秋も深く成って、三吉の家ではめずらしく訪ねて来た正太を迎えた。正太は一寸上京した帰りがけに、汽車の順路を山の上の方へ取って、一夜を叔父の寓居《すまい》で送ろうとして立寄ったのであった。
奥の部屋では客と主人の混《まざ》り合った笑声が起った。お種は台所の方へ行ったり、吾子《わがこ》の側へ行ったりして、一つ処に沈着《おちつ》いていられないほど元気づいた。

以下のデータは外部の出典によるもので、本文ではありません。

Issue #315, opened 2023-09-25
Passing incorrect value to StreamSystem during creation.


TroelsL:
### Describe the bug

I may be incorrect, but it would appear the wrong client parameters are being passed on creation of StreamSystem. At least I had some difficulties getting it to work while setting up a test and connecting via IP.

Please see this diff:

https://github.com/rabbitmq/rabbitmq-stream-dotnet-client/compare/main...TroelsL:rabbitmq-stream-dotnet-client:fix-endpoint-on-stream-system

### Reproduction steps

1. Setup a poorly configured RabbitMQ server in host mode networked docker on a remote server, bound to the default interface settings of 0.0.0.0:5552
2. Connect to Stream via a config like this:
```
var config = new StreamSystemConfig
{
    Password = "password",
    UserName = "user",
    Endpoints = new[] { new DnsEndPoint("hostname", 5552) }
};

var system = await StreamSystem.Create(config)!.ConfigureAwait(false);

if (!await system.StreamExists(StreamName).ConfigureAwait(false))
{
    await system.CreateStream(new StreamSpec(StreamName)).ConfigureAwait(false);
}

var producerConfig = new ProducerConfig(system, StreamName)
{

};
var producer = await Producer.Create(producerConfig, loggerFactory.CreateLogger<Producer>()).ConfigureAwait(false);
```
3. Observe that it fails to connect as it defaults to the advertised IP (127.0.0.1) endpoint despite having successfully tried and  connected to a specific endpoint.

### Expected behavior

I would expect the system to connect to the working endpoint over the advertised.

Gsantomaggio:
Does it work if you use `localhost` ?

TroelsL:
I tried reproducing my original issue, but I am currently unable. I also looked through the code, and I simply cannot find anywhere that the EndPoint stored on the StreamSystem is being used. As this is the case, I am closing this issue and removing the MR.

I now believe I was having unrelated issues, and the default EndPoint caused me to jump to invalid conclusions as I was debugging the code. It appears as though it was connecting to 127.0.0.1, probably due to this line in Client.cs:

```
public EndPoint Endpoint { get; set; } = new IPEndPoint(IPAddress.Loopback, 5552);
```

PR #319, opened 2023-09-28
Fixing Endpoint passed to StreamSystem

TroelsL:
This fix ensures that the clientParams passed to the StreamSystem matches the one set on the Client (and the one the connection has just been established to).

Fixes an issue where the server is bound to multiple IPs, and it advertises a local IP address over a public one.

Resolves: https://github.com/rabbitmq/rabbitmq-stream-dotnet-client/issues/315

### DIFF
--- a/RabbitMQ.Stream.Client/StreamSystem.cs
+++ b/RabbitMQ.Stream.Client/StreamSystem.cs
@@ -66,12 +66,13 @@ namespace RabbitMQ.Stream.Client
             {
                 try
                 {
-                    var client = await Client.Create(clientParams with { Endpoint = endPoint }, logger)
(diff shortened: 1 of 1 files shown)


Gsantomaggio:
Thank you @TroelsL we are looking on it

Gsantomaggio:
It looks good to me, but I'd like to hear @Zerpet, who recently worked on https://github.com/rabbitmq/rabbitmq-stream-dotnet-client/pull/305, and I'd like to understand if there is any side effect. 


The endpoint is not passed since it is filled when there is the query metadata.

TroelsL:
Closing this PR due to a false positive. The change here will have no effect on the current implementation as the value passed set on ClientParameters.EndPoint in the context of StreamSystem is never used.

「正太や――お前は母親《おっか》さんを連れてってくれられる人かや」
「いや、今度は途中で用達《ようたし》の都合も有りますからネ――母親さんの御迎には、いずれ近いうちに嘉助をよこす積りです」
「そんなら、それで可いが、一寸お前の都合を聞いて見たのさ。何も今度に限ったことは無いで……」
三吉を前に置いて、橋本親子はこんな言葉を換《かわ》した。漸《ようや》くお種は帰郷の日が近づいたことを知った。その喜悦《よろこび》を持って、復たお雪の方へ行った。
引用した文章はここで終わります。